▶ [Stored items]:

Content starts

PR #4426, opened 2018-10-05
ruskakimov/mt5_form_optimization

ruskakimov:


src/templates/app/user/profit_table.jsx
```diff
@@ -11,7 +11,7 @@ const ProfitTable = () => (
             <div className='gr-padding-10 invisible' id='util_row'>
                 <div className='gr-row gr-gutter-right gr-row-align-right'>
                     <div className='label_form gr-gutter-right'>
-                        <label htmlFor='date_to'>{it.L('Show all historical transactions up to')}:</label>
+                        <label>{it.L('Show all historical transactions up to')}:</label>
```
negarn: ?

ruskakimov: @negarn previously Kelly removed label interaction with CSS (`pointer-events: none`). It was for the purpose of preventing datapicker on label click. These CSS changes then broke radio buttons. So, we decided to just remove the binding of label and datapicker.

Content ends

▶ [ASSIGNMENT]:
Each line of the entries above that includes the string "negarn" should be copied out.

▶ [PROBLEM SOLUTION]:
negarn: ?
ruskakimov: @negarn previously Kelly removed label interaction with CSS (`pointer-events: none`). It was for the purpose of preventing datapicker on label click. These CSS changes then broke radio buttons. So, we decided to just remove the binding of label and datapicker.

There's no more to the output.